*HOW TO COMPLETE THIS TASK*.
From the listing below, copy every line with the word "same".

*THE RECORDS*.

PR #2797, opened 2021-09-06
tck testcases strengthening

bright-starry-sky:
Remove unnecessary index rebuilding.
The index has been created before the data import, so instead of rebuilding.
Let's verify the stability of CI.

### DIFF
--- a/.github/workflows/pull_request.yml
+++ b/.github/workflows/pull_request.yml
@@ -118,7 +118,7 @@ jobs:
       - name: Make
         run: |
           ccache -z
-          cmake --build build/ -j $(nproc)
+          cmake --build build/ -j $(($(nproc)/2+1))
           ccache -s
       - name: CTest
         env:
--- a/tests/common/utils.py
+++ b/tests/common/utils.py
@@ -426,6 +426,8 @@ def load_csv_data(
         for line in schemas.splitlines():
             resp_ok(sess, line.strip(), True)
 
+        time.sleep(1)
+
         for fd in config["files"]:
             _load_data_from_file(sess, data_dir, fd)
 
--- a/tests/tck/conftest.py
+++ b/tests/tck/conftest.py
@@ -72,21 +72,6 @@ def job_id(resp):
             return job.as_int()
 
 
-def wait_tag_or_edge_indexes_ready(sess, schema: str = "TAG"):
-    resp = resp_ok(sess, f"SHOW {schema} INDEXES")
-    jobs = []
-    for val in resp.column_values("Index Name"):
-        job = val.as_string()
-        resp = resp_ok(sess, f"REBUILD {schema} INDEX {job}", True)
-        jobs.append(job_id(resp))
-    wait_all_jobs_finished(sess, jobs)
-
-
-def wait_indexes_ready(sess):
-    wait_tag_or_edge_indexes_ready(sess, "TAG")
-    wait_tag_or_edge_indexes_ready(sess, "EDGE")
-
-
 @pytest.fixture
 def graph_spaces():
     return dict(result_set=None)
@@ -112,7 +97,6 @@ def preload_space(
     else:
         raise ValueError(f"Invalid space name given: {space}")
     resp_ok(session, f'USE {space};', True)
-    wait_indexes_ready(session)
 
 
 @given("an empty graph")
@@ -171,7 +155,6 @@ def import_csv_data(request, data, graph_spaces, session, pytestconfig):
         data_dir,
         "I" + space_generator(),
     )
-    wait_indexes_ready(session)
     assert space_desc is not None
     graph_spaces["space_desc"] = space_desc
     graph_spaces["drop_space"] = True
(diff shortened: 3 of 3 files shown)


bright-starry-sky:
build failed of ubuntu2004, gcc-9.2
`[ 81%] Building CXX object src/meta/CMakeFiles/meta_service_handler.dir/ActiveHostsMan.cpp.o
[ 81%] Building CXX object src/meta/CMakeFiles/meta_service_handler.dir/MetaServiceUtils.cpp.o
[ 81%] Building CXX object src/meta/CMakeFiles/meta_service_handler.dir/processors/parts/ListPartsProcessor.cpp.o
[ 81%] Building CXX object src/meta/CMakeFiles/meta_service_handler.dir/processors/parts/ListHostsProcessor.cpp.o
[ 81%] Building CXX object src/meta/CMakeFiles/meta_service_handler.dir/processors/parts/CreateSpaceProcessor.cpp.o
Error: Process completed with exit code 137.`

yixinglu:
Disagree to delete all wait steps. If the index has been built, `wait` will not consume much time, because the checks is based on the job status instead of directly waiting for a fixed time

bright-starry-sky:
> Disagree to delete all wait steps. If the index has been built, `wait` will not consume much time, because the checks is based on the job status instead of directly waiting for a fixed time

I see this wait only applies to the data import phase, just wait for the rebuild job, which is unnecessary. right?

yixinglu:
> > Disagree to delete all wait steps. If the index has been built, `wait` will not consume much time, because the checks is based on the job status instead of directly waiting for a fixed time
> 
> I see this wait only applies to the data import phase, just wait for the rebuild job, which is unnecessary. right?

No, this step checks all jobs, not just rebuild jobs

bright-starry-sky:
> Disagree to delete all wait steps. If the index has been built, `wait` will not consume much time, because the check is based on the job status instead of directly waiting for a fixed time.
> 
> And we still have many non-default index scenarios that need to be rebuild. This step is still useful.

yixinglu:
> > Disagree to delete all wait steps. If the index has been built, `wait` will not consume much time, because the checks is based on the job status instead of directly waiting for a fixed time
> 
> I see this wait only applies to the data import phase, just wait for the rebuild job, which is unnecessary. right?

I just don’t want to use `sleep` to check the job status, because `sleep` is sometimes unreliable

bright-starry-sky:
> > > Disagree to delete all wait steps. If the index has been built, `wait` will not consume much time, because the checks is based on the job status instead of directly waiting for a fixed time
> > 
> > 
> > I see this wait only applies to the data import phase, just wait for the rebuild job, which is unnecessary. right?
> 
> I just don’t want to use `sleep` to check the job status, because `sleep` is sometimes unreliable

In this PR, The sleep is not for the state of the job, it is just waiting for the MetaClient, same as sleep(heartbeat_interval_secs)

critical27:
> > > Disagree to delete all wait steps. If the index has been built, `wait` will not consume much time, because the checks is based on the job status instead of directly waiting for a fixed time
> > 
> > 
> > I see this wait only applies to the data import phase, just wait for the rebuild job, which is unnecessary. right?
> 
> I just don’t want to use `sleep` to check the job status, because `sleep` is sometimes unreliable

Why not just insert data with index? We don't use rebuild for all cases.

yixinglu:
> > > > Disagree to delete all wait steps. If the index has been built, `wait` will not consume much time, because the checks is based on the job status instead of directly waiting for a fixed time
> > > 
> > > 
> > > I see this wait only applies to the data import phase, just wait for the rebuild job, which is unnecessary. right?
> > 
> > 
> > I just don’t want to use `sleep` to check the job status, because `sleep` is sometimes unreliable
> 
> Why not just insert data with index? We don't use rebuild for all cases.

This is true for scenarios that are just query nebula, but there are also some DDL/DML scenarios

yixinglu:
> > > > Disagree to delete all wait steps. If the index has been built, `wait` will not consume much time, because the checks is based on the job status instead of directly waiting for a fixed time
> > > 
> > > 
> > > I see this wait only applies to the data import phase, just wait for the rebuild job, which is unnecessary. right?
> > 
> > 
> > I just don’t want to use `sleep` to check the job status, because `sleep` is sometimes unreliable
> 
> In this PR, The sleep is not for the state of the job, it is just waiting for the MetaClient, same as sleep(heartbeat_interval_secs)

Even so, i also don't agree to delete all wait job related steps. at present, it's just for rebuild index, but there are some other jobs we could test them by these steps. And i prefer to use these steps in lookup test cases to replace the `wait x seconds` steps, but i could not do that since the cause of cache updating.

if you don't want to wait in import data, you can only delete the line of waiting job finished. please don't delete these wait implementations.

critical27:
> > > > > Disagree to delete all wait steps. If the index has been built, `wait` will not consume much time, because the checks is based on the job status instead of directly waiting for a fixed time
> > > > 
> > > > 
> > > > I see this wait only applies to the data import phase, just wait for the rebuild job, which is unnecessary. right?
> > > 
> > > 
> > > I just don’t want to use `sleep` to check the job status, because `sleep` is sometimes unreliable
> > 
> > 
> > Why not just insert data with index? We don't use rebuild for all cases.
> 
> This is true for scenarios that are just query nebula, but there are also some DDL/DML scenarios

If the problem is to reduce wait time, still could remove the `REBUILD INDEX` even when DDL/DML. Would you explain why we need to REBUILD for each case?

HarrisChu:
how about just delete code for import?
https://github.com/vesoft-inc/nebula/blob/master/tests/tck/conftest.py#L115 and https://github.com/vesoft-inc/nebula/blob/master/tests/tck/conftest.py#L174

image

liuyu85cn (approved):

panda-sheep (approved):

*SOLUTION FOR THIS PROBLEM*.
In this PR, The sleep is not for the state of the job, it is just waiting for the MetaClient, same as sleep(heartbeat_interval_secs)
> In this PR, The sleep is not for the state of the job, it is just waiting for the MetaClient, same as sleep(heartbeat_interval_secs)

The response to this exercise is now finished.